[Exercise objective]:
Show every line of the records below that contains the word "just".

[Data supplied]:
--- START ---

Issue #7654, opened 2021-03-06
[MU4 Issue] If multiple instruments selected and click to hide them, only one item hidden


vshalkevich:
**Describe the bug**
Only clicked instrument hidden

**To Reproduce**
1. Create a score with multiple instruments
2. Select several instruments from the left side panel
3. Click on an eye near instrument to hide it

**Expected behavior**
All selected instruments should be hidden when we click on an eye near any of selected instruments

**Desktop (please complete the following information):**
MacOS

Tantacrul:
Fixed

HemantAntony:
@Tantacrul this issue still occurs

Tantacrul:
It's not an issue.

Tantacrul:
OK, reopening, since @HemantAntony has a PR for the request ready to be reviewed.

RomanPudashkin:
@Tantacrul could you please check it? I can merge it right now

HemantAntony:
@RomanPudashkin There are two. This is mine: #10203

Tantacrul:
@RomanPudashkin Will do now.

@HemantAntony - actually, you can send any PR's you want tested, which you small to either me, @bkunda or @DmitryArefiev if the engineers are busy. Do recommend this to others also!

RomanPudashkin:
> @RomanPudashkin There are two. This is mine: #10203

@Tantacrul 
Oops, sorry, I meant this PR:
https://github.com/musescore/MuseScore/pull/10656

Tantacrul:
@HemantAntony - the artefact has expired :(

<img width="710" alt="image" src="https://user-images.githubusercontent.com/21022311/166104627-9a053b81-ac1b-4a0c-9024-13915a037140.png">

HemantAntony:
I'll rebase and it should be there soon

Tantacrul:
Tested. Looking good to me.

PR #7940, opened 2021-04-12
[MU4 Issue] If multiple instruments selected and click to hide them, only one item hidden

FergalOK:
Resolves: https://github.com/musescore/MuseScore/issues/7654

 All selected instruments should be hidden when we click on an eye near any of selected instruments


src/instruments/qml/MuseScore/Instruments/internal/InstrumentsTreeItemDelegate.qml
```diff
@@ -245,7 +245,12 @@ Item {
                     return
                 }
 
-                model.itemRole.isVisible = !model.itemRole.isVisible
+                if (!root.isSelected) {
+                    model.itemRole.isVisible = !model.itemRole.isVisible
+                }
+                else {
+                    instrumentTreeModel.setIsVisibleSelectedRows(!model.itemRole.isVisible)
```
Eism, line 252: The delegate does not know about the model it is in. It is an independent component that we can use with another model. Another model may not have a setIsVisibleSelectedRows method and we will have an error.
It is better to make the signal visibilityChangeRequested(isVisible) and process the signal in the InstrumentsPanel

PS: The editor highlights properties(like instrumentTreeModel) that are declared by the parent but not in the current file. Pay attention to it

src/instruments/qml/MuseScore/Instruments/internal/InstrumentsTreeItemDelegate.qml
```diff
@@ -245,7 +245,12 @@ Item {
                     return
                 }
 
-                model.itemRole.isVisible = !model.itemRole.isVisible
+                if (!root.isSelected) {
+                    model.itemRole.isVisible = !model.itemRole.isVisible
+                }
+                else {
```
Eism, line 251: Please do not wrap else on a new line
https://github.com/musescore/MuseScore/wiki/CodeGuidelines#braces

src/instruments/qml/MuseScore/Instruments/internal/InstrumentsTreeItemDelegate.qml
FergalOK: Thanks for the feedback, I believe I did what you suggested
I would appreciate any other feedback you have to give since this is the first time I'm using QT/QML

PR #7944, opened 2021-04-12
[MU4] vst ressurection part2

vpereverzev:
This PR introduces VST audio processing infrastructure. Currently we're able to work with VSTi plugins. We will also need to implement support for regular VST audio effects soon.

Here is an example of work with BBC Orchestral plugin:

https://user-images.githubusercontent.com/57620349/114443997-a9d7ea00-9bce-11eb-94e8-969b567be1e1.mp4

Important note: this PR should be followed by - https://github.com/musescore/MuseScore/pull/7945

### DIFF
--- a/src/framework/audio/internal/synthesizers/synthesizersregister.cpp
+++ b/src/framework/audio/internal/synthesizers/synthesizersregister.cpp
@@ -29,7 +29,7 @@ void SynthesizersRegister::registerSynthesizer(const SynthName& name, ISynthesiz
     std::lock_guard<std::mutex> lock(m_mutex);
     m_synths[name] = std::make_shared<SanitySynthesizer>(s);
 
-    m_synthNotificationChannel.send(m_synths[name]);
+    m_synthAdded.send(m_synths[name]);
 }
 
 std::shared_ptr<ISynthesizer> SynthesizersRegister::synthesizer(const SynthName& name) const
@@ -54,9 +54,9 @@ std::vector<std::shared_ptr<ISynthesizer> > SynthesizersRegister::synthesizers()
     return synths;
 }
 
-async::Channel<ISynthesizerPtr> SynthesizersRegister::synthesizerAddedNotify() const
+async::Channel<ISynthesizerPtr> SynthesizersRegister::synthesizerAdded() const
 {
-    return m_synthNotificationChannel;
+    return m_synthAdded;
 }
 
 void SynthesizersRegister::setDefaultSynthesizer(const SynthName& name)
--- a/src/framework/audio/internal/synthesizers/synthesizersregister.cpp
+++ b/src/framework/audio/internal/synthesizers/synthesizersregister.cpp
@@ -20,6 +20,7 @@
 #include "internal/audiosanitizer.h"
 #include "sanitysynthesizer.h"
 
+using namespace mu;
 using namespace mu::audio::synth;
 
 void SynthesizersRegister::registerSynthesizer(const SynthName& name, ISynthesizerPtr s)
@@ -27,6 +28,8 @@ void SynthesizersRegister::registerSynthesizer(const SynthName& name, ISynthesiz
     ONLY_AUDIO_MAIN_OR_WORKER_THREAD;
     std::lock_guard<std::mutex> lock(m_mutex);
     m_synths[name] = std::make_shared<SanitySynthesizer>(s);
+
+    m_synthNotificationChannel.send(m_synths[name]);
 }
 
 std::shared_ptr<ISynthesizer> SynthesizersRegister::synthesizer(const SynthName& name) const
@@ -49,6 +52,11 @@ std::vector<std::shared_ptr<ISynthesizer> > SynthesizersRegister::synthesizers()
         synths.push_back(it->second);
     }
     return synths;
+}
+
+async::Channel<ISynthesizerPtr> SynthesizersRegister::synthesizerAddedNotify() const
+{
+    return m_synthNotificationChannel;
 }
 
 void SynthesizersRegister::setDefaultSynthesizer(const SynthName& name)
--- a/src/framework/audio/internal/worker/audioengine.cpp
+++ b/src/framework/audio/internal/worker/audioengine.cpp
@@ -99,11 +99,14 @@ void AudioEngine::onDriverOpened(unsigned int sampleRate, uint16_t readBufferSiz
     setSampleRate(sampleRate);
     setReadBufferSize(readBufferSize);
 
-    //! TODO Add a subscription to add or remove synthesizers
     std::vector<ISynthesizerPtr> synths = synthesizersRegister()->synthesizers();
     for (const ISynthesizerPtr& synth : synths) {
         m_mixer->addChannel(synth);
     }
+
+    synthesizersRegister()->synthesizerAddedNotify().onReceive(this, [this](const ISynthesizerPtr& synth) {
+       m_mixer->addChannel(synth);
+    });
 }
 
 void AudioEngine::setSampleRate(unsigned int sampleRate)
--- a/src/framework/audio/internal/worker/audioengine.cpp
+++ b/src/framework/audio/internal/worker/audioengine.cpp
@@ -104,8 +104,8 @@ void AudioEngine::onDriverOpened(unsigned int sampleRate, uint16_t readBufferSiz
         m_mixer->addChannel(synth);
     }
 
-    synthesizersRegister()->synthesizerAddedNotify().onReceive(this, [this](const ISynthesizerPtr& synth) {
-       m_mixer->addChannel(synth);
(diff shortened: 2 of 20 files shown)


src/framework/audio/internal/synthesizers/synthesizersregister.cpp
```diff
@@ -51,6 +54,11 @@ std::vector<std::shared_ptr<ISynthesizer> > SynthesizersRegister::synthesizers()
     return synths;
 }
 
+async::Channel<ISynthesizerPtr> SynthesizersRegister::synthesizerAddedNotify() const
+{
+    return m_synthNotificationChannel;
```
igorkorsukov, line 59: I think the `Notify` in the method name is superfluous, and it is better for the channel name to match the name of the method, i.e.
```
async::Channel<ISynthesizerPtr> SynthesizersRegister::synthesizerAdded() const
{
    return m_synthesizerAdded;
}
```

src/framework/audio/internal/worker/audioengine.cpp
```diff
@@ -99,11 +99,14 @@ void AudioEngine::onDriverOpened(unsigned int sampleRate, uint16_t readBufferSiz
...
 
-    //! TODO Add a subscription to add or remove synthesizers
     std::vector<ISynthesizerPtr> synths = synthesizersRegister()->synthesizers();
     for (const ISynthesizerPtr& synth : synths) {
         m_mixer->addChannel(synth);
     }
+
+    synthesizersRegister()->synthesizerAddedNotify().onReceive(this, [this](const ISynthesizerPtr& synth) {
+       m_mixer->addChannel(synth);
+    });
```
igorkorsukov, line 109: also needs removing

src/framework/midi/midievent.h
```diff
@@ -982,12 +982,12 @@ struct Event {
     void assertMessageType(const std::set<MessageType>& supportedTypes) const
     {
         UNUSED(supportedTypes);
-        assert(isMessageTypeIn(supportedTypes));
+        //assert(isMessageTypeIn(supportedTypes));
```
igorkorsukov, line 985: need a comment why disabled

src/framework/midi/midievent.h
```diff
@@ -982,12 +982,12 @@ struct Event {
...
     }
 
-    void assertChannelVoice() const { assert(isChannelVoice()); }
+    void assertChannelVoice() const { /*assert(isChannelVoice());*/ }
```
igorkorsukov, line 988: need a comment why disabled

src/framework/vst/internal/synth/vstaudioclient.cpp
```diff
@@ -0,0 +1,153 @@
...
+
+VstAudioClient::~VstAudioClient()
+{
+    IAudioProcessorPtr processor = m_pluginComponent;
+    if (!processor) {
+        return;
+    }
+
+    processor->setProcessing(false);
+    m_pluginComponent->setActive(false);
```
igorkorsukov, line 16: A bit strange and confusing code. Better or everywhere to use a class member or variable

src/framework/vst/internal/synth/vstaudioclient.cpp
```diff
@@ -0,0 +1,153 @@
...
+}
+
+void VstAudioClient::init(PluginComponentPtr component)
+{
+    if (!component) {
+        return;
+    }
```
igorkorsukov, line 23: maybe better `if assert`?

src/framework/vst/internal/synth/vstaudioclient.cpp
```diff
@@ -0,0 +1,153 @@
...
+    if (m_eventList.addEvent(vstFromMidi(e)) == Steinberg::kResultTrue) {
+        return true;
+    }
+
+    return false;
+}
+
+void VstAudioClient::process(float* output, unsigned int samples)
+{
+    IAudioProcessorPtr processor = m_pluginComponent;
```
igorkorsukov, line 39: maybe better to add a method to get a processor

src/framework/vst/internal/synth/vstaudioclient.cpp
```diff
@@ -0,0 +1,153 @@
...
+{
+    for (unsigned int i = 0; i < samples; ++i) {
+        for (unsigned int s = 0; s < audio::synth::AUDIO_CHANNELS; ++s) {
+            auto getFromChannel = std::min<unsigned int>(s, m_processData.outputs[0].numChannels - 1);
+            output[i * audio::synth::AUDIO_CHANNELS + s] = m_processData.outputs[0].channelBuffers32[getFromChannel][i];
+        }
+    }
+}
+
+VstEvent VstAudioClient::vstFromMidi(const mu::midi::Event& event)
```
igorkorsukov, line 116: I think better to change the method signature 
```
bool VstAudioClient::vstFromMidi(const mu::midi::Event& event, VstEvent& out)
{
...
}
```
to avoid copying

src/framework/vst/internal/synth/vstsynthesiser.cpp
```diff
@@ -0,0 +1,163 @@
...
+
+bool VstSynthesiser::isActive() const
+{
+    return m_isActive;
+}
+
+void VstSynthesiser::setIsActive(bool arg)
+{
+    m_isActive = arg;
+}
```
igorkorsukov, line 47: m_pluginComponent (in the VstAudioClient) has method isActive, I think better use it
```
void VstSynthesiser::setIsActive(bool arg)
{
     m_vstAudioClient->setIsActive(arg);
```

src/framework/vst/internal/synth/vstsynthesiser.cpp
```diff
@@ -0,0 +1,163 @@
...
+
+std::string VstSynthesiser::name() const
+{
+    return m_pluginMeta.name;
+}
+
+audio::synth::SoundFontFormats VstSynthesiser::soundFontFormats() const
+{
+    NOT_SUPPORTED;
+    return { audio::synth::SoundFontFormat::Undefined };
```
igorkorsukov, line 57: Maybe better add new value, like `SoundFontFormat::Embeded` or `SoundFontFormat::External`

src/framework/vst/internal/synth/vstsynthesiser.cpp
```diff
@@ -0,0 +1,163 @@
...
+
+void VstSynthesiser::flushSound()
+{
+    NOT_IMPLEMENTED;
+}
+
+Ret VstSynthesiser::setupChannels(const std::vector<midi::Event>& /*events*/)
+{
+    NOT_IMPLEMENTED;
+    return Ret(Ret::Code::Ok);
```
igorkorsukov, line 99: I think need just send events to m_vstAudioClient (call m_vstAudioClient->handleEvent(e))

src/framework/vst/internal/vstplugin.cpp
```diff
@@ -112,6 +112,17 @@ PluginView VstPlugin::view()
     return m_pluginView;
 }
```
igorkorsukov, line 113: I think, better method make `const` and for m_pluginView add `mutable`

src/framework/vst/internal/vstplugin.cpp
```diff
@@ -112,6 +112,17 @@ PluginView VstPlugin::view()
...
+PluginComponentPtr VstPlugin::component()
+{
+    if (m_pluginComponent) {
+        return m_pluginComponent;
+    }
+
+    m_pluginComponent = m_pluginProvider->getComponent();
+
+    return m_pluginComponent;
+}
```
igorkorsukov, line 124: I think, better method make `const` and for m_pluginComponent add `mutable`

vpereverzev: yep, also makes sense for view() method

src/framework/vst/internal/synth/vstsynthesiser.cpp
vpereverzev: Embeded sounds good to me

src/framework/vst/internal/synth/vstsynthesiser.cpp
vpereverzev: yeah, I'm going to care about "channels" in the next PRs, maybe we can also add functionality for channel management (volume, balance, etc.). I just need to dive deeper first

src/framework/vst/internal/synth/vstaudioclient.cpp
vpereverzev: There was no reason for that previously since it was the same amount of symbols. But now I'm using static_cast there, so private getter would makes sense

src/framework/vst/internal/synth/vstaudioclient.cpp
vpereverzev: Actually, you're right, since the method is going to be called really often. Good proposal

PR #7947, opened 2021-04-13
[MU3] Fix #319079: Shift Selecting Last Word

Jojo-Schmitz:
Resolves: *https://musescore.org/en/node/319079*

Original code only attempts to find the next ChordRest segment as the end marker for selecting a range, this fix adds the detection for the EndBarLine segment as a potential end marker, which resolves the issue.

Backport of #7793 to the 3.x branch


vpereverzev:
merges to 3.x are closed now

--- END ---

[Response]:
igorkorsukov, line 99: I think need just send events to m_vstAudioClient (call m_vstAudioClient->handleEvent(e))
vpereverzev: yeah, I'm going to care about "channels" in the next PRs, maybe we can also add functionality for channel management (volume, balance, etc.). I just need to dive deeper first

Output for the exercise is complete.